Download Voices of Crime Book in PDF, Epub and Kindle

"The book is a collection of essays looking at histories of crime and justice in Latin America, with a focus on social history and the interactions between state institutions, the press, and social groups. It argues that crime in Latin America is best understood from the "bottom up" -- not just as the exercise of power from the state. The book seeks to document and illustrate the "every day" experiences of crime in particular settings, emphasizing under-researched historical actors such as criminals, victims, and police officers"--Provided by publisher.

City of Inmates

City of Inmates
Author: Kelly Lytle Hernández
Publsiher: UNC Press Books
Total Pages: 312
Release: 2017-02-15
Genre: Social Science
ISBN: 9781469631196

Download City of Inmates Book in PDF, Epub and Kindle

Los Angeles incarcerates more people than any other city in the United States, which imprisons more people than any other nation on Earth. This book explains how the City of Angels became the capital city of the world's leading incarcerator. Marshaling more than two centuries of evidence, historian Kelly Lytle Hernandez unmasks how histories of native elimination, immigrant exclusion, and black disappearance drove the rise of incarceration in Los Angeles.
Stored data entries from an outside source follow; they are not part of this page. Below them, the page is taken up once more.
PR #1040, opened 2019-08-02
lapack/gonum: add Dpbcon

vladimir-ch:
Please take a look.

### DIFF
--- a/lapack/gonum/dpbcon.go
+++ b/lapack/gonum/dpbcon.go
@@ -1,0 +1,108 @@
+// Copyright ©2019 The Gonum Authors. All rights reserved.
+// Use of this source code is governed by a BSD-style
+// license that can be found in the LICENSE file.
+
+package gonum
+
+import (
+	"math"
+
+	"gonum.org/v1/gonum/blas"
+	"gonum.org/v1/gonum/blas/blas64"
+)
+
+// Dpbcon returns an estimate of the reciprocal of the condition number (in the
+// 1-norm) of an n×n symmetric positive definite band matrix using the Cholesky
+// factorization
+//  A = U^T*U  if uplo == blas.Upper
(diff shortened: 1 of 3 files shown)


lapack/gonum/dpbcon.go
```diff
@@ -0,0 +1,108 @@
...
+		cnorm = work[2*n : 3*n]
+	)
+	// Estimate the 1-norm of the inverse.
+	bi := blas64.Implementation()
+	for {
+		ainvnm, kase = impl.Dlacn2(n, v, x, iwork, ainvnm, kase, &isave)
+		if kase == 0 {
+			break
+		}
+		if uplo == blas.Upper {
```
kortschak: I'm torn by the factoring in this block. On the one hand it would be nice to factor out the work completely and just set the first half and second half `blas.Trans`/`blas.NoTrans` values in the conditional block, but on the other it's nice to have the explicit expressions. I don't know.

Whay I'm thinking for the first case is
```
var op1, op2 blas blas.Transpose
if uplo == blas.Upper {
    // Multiply x by inv(U^T),
    op1 = blas.Trans
    // then by inv(U).
    op2 = blas.NoTrans
} else {
    // Multiply x by inv(L),
    op1 = blas.NoTrans
    // then by inv(L^T).
    op2 = blas.Trans
}
scaleL = impl.Dlatbs(uplo, op1, blas.NonUnit, normin, n, kd, ab, ldab, x, cnorm)
normin = true
scaleU = impl.Dlatbs(uplo, op2, blas.NonUnit, normin, n, kd, ab, ldab, x, cnorm)
```

Alternatively, explicitly show the `uplo`.

vladimir-ch: I changed it to your version, I like how it highlights the difference between the two uplo.

PR #1046, opened 2019-08-04
mat: clarify LQ

kortschak:
Fix comment and make code format consistent with QR.

Please take a look.

### DIFF
--- a/mat/lq.go
+++ b/mat/lq.go
@@ -40,12 +40,12 @@ func (lq *LQ) updateCond(norm lapack.MatrixNorm) {
 	putInts(iwork)
 }
 
-// Factorize computes the LQ factorization of an m×n matrix a where n <= m. The LQ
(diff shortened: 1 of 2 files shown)


mat/lq.go
```diff
@@ -40,12 +40,12 @@ func (lq *LQ) updateCond(norm lapack.MatrixNorm) {
 	putInts(iwork)
 }
 
-// Factorize computes the LQ factorization of an m×n matrix a where n <= m. The LQ
+// Factorize computes the LQ factorization of an m×n matrix a where m <= n. The LQ
 // factorization always exists even if A is singular.
 //
 // The LQ decomposition is a factorization of the matrix A such that A = L * Q.
 // The matrix Q is an orthonormal n×n matrix, and L is an m×n upper triangular matrix.
```
vladimir-ch: L is _lower_ triangular. Can you please fix also this?

kortschak: Done. Now we know for sure that this was a copy paste error.

PR #1047, opened 2019-08-04
mat: add minimal shadow detection for complex matrices

kortschak:
This is initial bootstrapping work to allow generation of CDense from Dense.

I'm not sure of `RawCMatrix`. Is this what we want?

Please take a look.

### DIFF
--- a/mat/offset.go
+++ b/mat/offset.go
@@ -18,3 +18,14 @@ func offset(a, b []float64) int {
 	// move. See https://golang.org/issue/12445.
 	return int(uintptr(unsafe.Pointer(&b[0]))-uintptr(unsafe.Pointer(&a[0]))) / int(unsafe.Sizeof(float64(0)))
 }
+
+// offsetComplex returns the number of complex128 values b[0] is after a[0].
+func offsetComplex(a, b []complex128) int {
+	if &a[0] == &b[0] {
+		return 0
+	}
+	// This expression must be atomic with respect to GC moves.
+	// At this stage this is true, because the GC does not
+	// move. See https://golang.org/issue/12445.
+	return int(uintptr(unsafe.Pointer(&b[0]))-uintptr(unsafe.Pointer(&a[0]))) / int(unsafe.Sizeof(float64(0)))
+}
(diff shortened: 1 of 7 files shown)


mat/offset.go
```diff
@@ -18,3 +18,14 @@ func offset(a, b []float64) int {
...
+
+// offsetComplex returns the number of complex128 values b[0] is after a[0].
+func offsetComplex(a, b []complex128) int {
+	if &a[0] == &b[0] {
+		return 0
+	}
+	// This expression must be atomic with respect to GC moves.
+	// At this stage this is true, because the GC does not
+	// move. See https://golang.org/issue/12445.
+	return int(uintptr(unsafe.Pointer(&b[0]))-uintptr(unsafe.Pointer(&a[0]))) / int(unsafe.Sizeof(float64(0)))
```
vladimir-ch: Shouldn't it be `complex128`?

mat/offset_appengine.go
```diff
@@ -22,3 +22,16 @@ func offset(a, b []float64) int {
...
+func offsetComplex(a, b []complex128) int {
+	va0 := reflect.ValueOf(a).Index(0)
+	vb0 := reflect.ValueOf(b).Index(0)
+	if va0.Addr() == vb0.Addr() {
+		return 0
+	}
+	// This expression must be atomic with respect to GC moves.
+	// At this stage this is true, because the GC does not
+	// move. See https://golang.org/issue/12445.
+	return int(vb0.UnsafeAddr()-va0.UnsafeAddr()) / sizeOfFloat64
```
vladimir-ch: Also here?

mat/offset.go
kortschak: Yes. Thanks

mat/offset_appengine.go
kortschak: Fixed.

btracey:
I haven't fully finished reviewing the shadow_complex bit but that's all I noticed as well.

kortschak:
Yeah. It's essentially copy/paste, with all the errors associated with that approach. There is no testing because that depends on `Slice`. It will be very much easier when there is a reasonable set of generated code for complex.

mat/offset.go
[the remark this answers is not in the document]
btracey: Whoops, didn't realize these were still hanging around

In this telling, which spans from the Spanish colonial era to the outbreak of the 1965 Watts Rebellion, Hernandez documents the persistent historical bond between the racial fantasies of conquest, namely its settler colonial form, and the eliminatory capacities of incarceration. But City of Inmates is also a chronicle of resilience and rebellion, documenting how targeted peoples and communities have always fought back. They busted out of jail, forced Supreme Court rulings, advanced revolution across bars and borders, and, as in the summer of 1965, set fire to the belly of the city. With these acts those who fought the rise of incarceration in Los Angeles altered the course of history in the city, the borderlands, and beyond. This book recounts how the dynamics of conquest met deep reservoirs of rebellion as Los Angeles became the City of Inmates, the nation's carceral core. It is a story that is far from over.